*TASK*
Take from the material every line that contains the word "back".

*EXCERPTED RECORDS*

*** Block opens ***

PR #4979, opened 2022-09-27
use correct version copmparison on NSIS updater: fix update from rc

mgallien:
Fix https://github.com/nextcloud/client_updater_server/issues/96

### DIFF
--- a/src/gui/updater/ocupdater.cpp
+++ b/src/gui/updater/ocupdater.cpp
@@ -259,6 +259,7 @@ bool OCUpdater::updateSucceeded() const
 
 void OCUpdater::slotVersionInfoArrived()
 {
+    qCInfo(lcUpdater()) << "received a reply";
     _timeoutWatchdog->stop();
     auto *reply = qobject_cast<QNetworkReply *>(sender());
     reply->deleteLater();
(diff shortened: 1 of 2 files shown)


src/gui/updater/ocupdater.cpp
```diff
@@ -361,28 +362,32 @@ void NSISUpdater::versionInfoArrived(const UpdateInfo &info)
...
         setDownloadState(UpToDate);
-    } else if (infoVersion <= currVersion
-               || infoVersion <= seenVersion) {
-        qCInfo(lcUpdater) << "Client is on latest version!";
-        setDownloadState(UpToDate);
     } else {
-        QString url = info.downloadUrl();
-        if (url.isEmpty()) {
-            showNoUrlDialog(info);
+        qint64 currentVer = Helper::currentVersionToInt();
```
allexzander, line 366: `const auto`

src/gui/updater/ocupdater.cpp
```diff
@@ -361,28 +362,32 @@ void NSISUpdater::versionInfoArrived(const UpdateInfo &info)
...
+        qint64 remoteVer = Helper::stringVersionToInt(info.version());
```
allexzander, line 367: same

src/gui/updater/ocupdater.cpp
```diff
@@ -361,28 +362,32 @@ void NSISUpdater::versionInfoArrived(const UpdateInfo &info)
...
+
+        if (info.version().isEmpty() || currentVer >= remoteVer) {
+            qCInfo(lcUpdater) << "Client is on latest version!";
+            setDownloadState(UpToDate);
         } else {
-            _targetFile = cfg.configPath() + url.mid(url.lastIndexOf('/')+1);
-            if (QFile(_targetFile).exists()) {
-                setDownloadState(DownloadComplete);
+            QString url = info.downloadUrl();
```
allexzander, line 373: `const auto`

src/gui/updater/ocupdater.cpp
```diff
@@ -259,6 +259,7 @@ bool OCUpdater::updateSucceeded() const
 
 void OCUpdater::slotVersionInfoArrived()
 {
+    qCInfo(lcUpdater()) << "received a reply";
```
allexzander, line 262: `qCInfo(lcUpdater())` -> `qCInfo(lcUpdater)`

allexzander (changes requested):
@matthieugallien 
Besides some nitpicks, I've got question:

What about the feature of skipping a certain version? I see that now `seenVersion` is no longer in use, is this expected? Also, if this is the case, the entire code for `seenVersion` needs to be removed as well to avoid confusion?

mgallien:
> @matthieugallien Besides some nitpicks, I've got question:
> 
> What about the feature of skipping a certain version? I see that now `seenVersion` is no longer in use, is this expected? Also, if this is the case, the entire code for `seenVersion` needs to be removed as well to avoid confusion?

I am not convinced we should fix the current interface to tell users about the skipped version. I would prefer to remove it altogether as we should aim to produce new versions that are not broken and skipping an update should never be needed.

allexzander (approved):

PR #4985, opened 2022-09-29
Fix 'Reply' primary property.

camilasan:
Fixing what Jan pointed out:
   
In the case of call notifications, "Call back" would be primary, "Reply" secondary.
For messages, "Reply" should stay primary of course.

_Originally posted by @jancborchardt in https://github.com/nextcloud/desktop/issues/4967#issuecomment-1259265910_

during call:
call

after missing the call:
call-back

missed called in a chat room:
missed-call-group

chat message:
chat


jancborchardt (approved):
Looks good! :)

There's a bit much space between "View chat" and "Dismiss" (should instead be the same as between the first and second action), but separate issue.

claucambra (approved):

PR #4989, opened 2022-09-29
Fix the dismiss button: display it whenever possible.

camilasan:
dismiss-gray1
dismiss-gray2


nimishavijay (commented):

*** Block closes ***

*RESULT BELOW*
In the case of call notifications, "Call back" would be primary, "Reply" secondary.
call-back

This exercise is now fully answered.